Hold your palm on the ground, extend your right hand horizontally upward, and straighten your left foot forward. Support the ground leg with your left hand and jump out to the right. The right hand supports the head and legs straight and the heels fall to the ground.

Repeat the above actions in the opposite direction based on the same action. Pay attention to the use and coordination of strength, and master the control of speed and skill.

Section iv

Hold the ground with your palms, stretch your body backwards, bend your knees slightly, hold the ground with your forefoot, lift your left knee on the flat with your right foot, hold the ground with your left hand, hold your head with your right hand, rotate your body to the right, hold the ground with your right hand, and akimbo your left hand.

Section 5

Put your hands above your body, head up, legs straight, and your side is 50 degrees to the left. Take back your hands, tilt and rotate to the right, and extend your hands horizontally to both sides.

Section 6

Cross your hands at the waist and abdomen, jump up, jump up after landing, jump to the left, stroke your hands slightly to both sides, and bend your elbows slightly. Repeat in the opposite direction according to this action. Pay attention to the adjustment of breathing and rhythm when jumping. Relax and feel the rhythm when you jump.

Section 7

Draw outward with your right hand, then inward, turn right slightly, jump left, and draw a circle horizontally with your right foot centered on your knee on the inside of your leg (do it again in the opposite direction). Put your hands on your sides naturally, and your feet slowly jump left and right.

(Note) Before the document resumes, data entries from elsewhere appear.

PR #301, opened 2023-10-26
fixing date/time picker and updating vuetify

BryonLewis:
Vuetify released an updated version with some changes to the Vue-Date-Picker: [v3.3.4](https://vuetifyjs.com/en/getting-started/release-notes/?version=v3.3.4
)
Some of the usage before has changed.

- I believe that before the model-value/v-model updated when the date was changed.  This one the value only updates when the user clicks 'OK'.
- I don't know if I really like this behavior but I needed to adjust the current component to fix it.
- I also added the ability for it to load the proper current date when initially clicking the edit button.

### DIFF
--- a/vue/package.json
+++ b/vue/package.json
@@ -24,7 +24,7 @@
     "maplibre-gl": "^2.1.9",
     "vue": "^3.2.37",
     "vue-router": "^4.2.4",
-    "vuetify": "^3.3.1"
+    "vuetify": "^3.3.4"
   },
   "devDependencies": {
     "@mdi/font": "^7.2.96",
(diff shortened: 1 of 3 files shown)


vue/package.json
```diff
@@ -24,7 +24,7 @@
     "maplibre-gl": "^2.1.9",
     "vue": "^3.2.37",
     "vue-router": "^4.2.4",
-    "vuetify": "^3.3.1"
+    "vuetify": "^3.3.4"
```
mvandenburgh, line 27: I think an update to `package-lock.json` is needed as well.

mvandenburgh (approved):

Transpose twice. Fall to the ground and stand with your legs akimbo. Repeat in the opposite direction on the basis of the above actions, pay attention to the coordination of the whole body, adjust your breathing, and land lightly and confidently.

Section 8

Lift your left foot, stretch it forward, then pull it back and cross your right foot. Knees down, right hand on the ground, right hand supporting the center of gravity, hands akimbo stand up.

Section 9

Cross your hands in front of your body, including your chest, bow your head and open your hands to both sides, take a step to the right and back with your right foot, and open your body slightly. On the basis of the same action, repeat in the opposite direction, pay attention to keeping your head down and chest up, and experience the feeling of going up and down.

Section 10

Hands straight, palms supported on the ground, legs extended backward to support the body, knees slightly bent, forefoot supported on the ground (if it is best to let palms off the ground and support with thumbs, this is the real posture requirement of street dance). Draw your right hand above your head, stretch your left foot to the right, cross your right foot, turn your head to the right with your left hand, support the ground with your left hand, and cross your feet twice or so.